Jorge Posada homered twice, and Nick Swisher and Eric
Hinske hit successive drives in a three-run seventh inning that carried New York
past the Baltimore Orioles 9-6 Tuesday night.
Robinson Cano also connected for Yankees, who will try to
complete a three-game sweep Wednesday. New York came to town after taking three
in a row from the Chicago White Sox.
The five home runs tied a season high for the Yankees,
whose new ballpark has produced more homers than any stadium in the majors. Much
of the crowd of 25,782 was cheering for New York, so all those long balls made
the Yankees feel even more at home in Baltimore.
"It seems like the Orioles fans are not here, so we have
a lot of Yankees fans here," Posada said. "With this lineup, it seems like we
don't die down. It's good to see. We get good at-bats, and the guys later on
really got on base to provide that. Swisher's home run was key, though."
With the score 6-all, Cano led off the seventh with a
double off Chris Ray (0-3). Swisher then homered to center, his 23rd of the
season and second in two games. Two pitches later, Hinske homered to left.
Damaso Marte (1-1) followed starter A.J. Burnett and got
three straight outs. Mariano Rivera worked the ninth for his 38th save, and
career-best 34th in a row.
Posada hit a solo shot in the third inning and a two-run
homer in the fifth, but the Yankees trailed 6-5 in the sixth before rallying for
their 22nd win in 28 games. The victory put New York 36 games over .500 (84-48)
for the first time since finishing the 2004 season 101-61.
The AL East leaders remained 6 1/2 games ahead of
second-place Boston, which beat Tampa Bay 8-4.
New York won despite another poor start by Burnett, who
gave up six runs and 11 hits, including two homers, in 5 1-3 innings. Burnett is
0-4 in his last seven appearances.
"I didn't have anything," he said. "I got ahead of a few
guys and wasn't able to put anybody away.
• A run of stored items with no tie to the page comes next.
PR #4823, opened 2020-05-02
Buildkite auto jobs and check dhall

bkase:
Included here:
1. Auto-gen jobs config based on jobs directory
2. Git fetch origin before computing file diffs (necessary so agents have up-to-date view)
3. New job for checking all Dhall entrypoints (the jobs, prepare, and monorepo-triage)

Tested by manually running the CI job:

Screen Shot 2020-05-02 at 5 52 46 PM

Epic: #4762


.buildkite/Makefile
```diff
@@ -0,0 +1,5 @@
+# Builds all dhall entrypoints
+check:
+	dhall <<< './src/Prepare.dhall'
```
nholland94, line 3: You should handle the stderr of this to identify which file failed (hint: writing a `check-dhall.sh` would be helpful here). At minimum, can you pipe the stdout of this to `/dev/null`?

.buildkite/Makefile
```diff
@@ -0,0 +1,5 @@
...
+	dhall <<< './src/Monorepo.dhall'
+	ls src/jobs | xargs -I{} bash -c 'dhall <<< ./src/jobs/{}/Pipeline.dhall'
```
nholland94, line 5: Suggest: `for f in ./src/lib/**/Pipeline.dhall; do dhall --file "$f"; done`
Xargs is cool, but for wildcarding, this is to read and maintain. If you are married to xargs, still prefer the following due to X-platform compat: `echo ./src/jobs/**/Pipeline.dhall | xargs -n1 -I{} bash -c 'dhall --file "{}"'`

.buildkite/Makefile
bkase: Actually I like the feedback in stderr and stdout during the dev loop (anecdotally) even if it succeeds, it's nice to be able to eyeball all the yaml. Is this okay?

nholland94: You can leave it for now, but I would still like to see the explicit call out of which file failed like I mentioned. Otherwise you don't know what file failed from the output, do you?

bkase: It short circuits on failure and you see something like this:

Screen Shot 2020-05-05 at 2 11 00 PM

The error messages are very clear 👍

It's a good thing our offense was
swinging the way they were swinging."
Luke Scott and Felix Pie homered for the Orioles, who
fell to 3-11 against New York this season. All-Star center fielder Adam Jones
left the game with a sprained left ankle after twisting it on first base.
X-rays were negative, but Orioles manager Dave Trembley
described the injury as "a pretty good sprain."
The Orioles got an uneven pitching performance from
rookie David Hernandez, who gave up only four hits in five innings, but three of
them were home runs. The right-hander walked six and struck out seven, but the
three homers he allowed upped his total to 17 in 79 1-3 innings.
"Six walks is kind of ridiculous. I gave up four hits,
three of them were home runs. That's definitely been another problem of mine,"
Hernandez said. "I've just got to work on getting the ball down. I mean, I feel
like I had good stuff tonight. I just made some bad pitches and they hit it
With the game tied at 3 in the fifth, Posada thought he
took a called third strike and began to walk back to the dugout. It was only the
second strike, however, and two pitches later the 38-year-old catcher hit a
two-run, opposite-field homer to left.
"To tell you the truth, I thought it was strike three,"
Posada said. "I got another crack at it, so I was a little embarrassed, you
know? I got a good pitch to hit."
Earlier in the game, Posada lost track of the count and
had to be told to take first base on ball four.
In the Baltimore fifth, Nick Markakis and Nolan Reimold
singled before Scott hit a drive that cleared the 25-foot scoreboard in right
field and landed on Eutaw Street.
"We came from behind with the two-run home run by Scott,
but we walked too many and gave up too many long balls," Trembley said.
New York tied it in the sixth when Alex Rodriguez hit a
two-out, broken-bat RBI single, but Posada looked at a third strike with runners
on second and third.
The Yankees announced a 1 p.m. start for their
Sept. 27 home game against Boston. Yom Kippur, the holiest day on the Jewish
calendar, starts at sundown that night. … Baltimore's Brian Roberts hit his
49th double, leaving him one shy of becoming the fourth player in major league
history with three or more 50-double seasons. Hall of Famers Tris Speaker, Paul
Waner and Stan Musial are the others.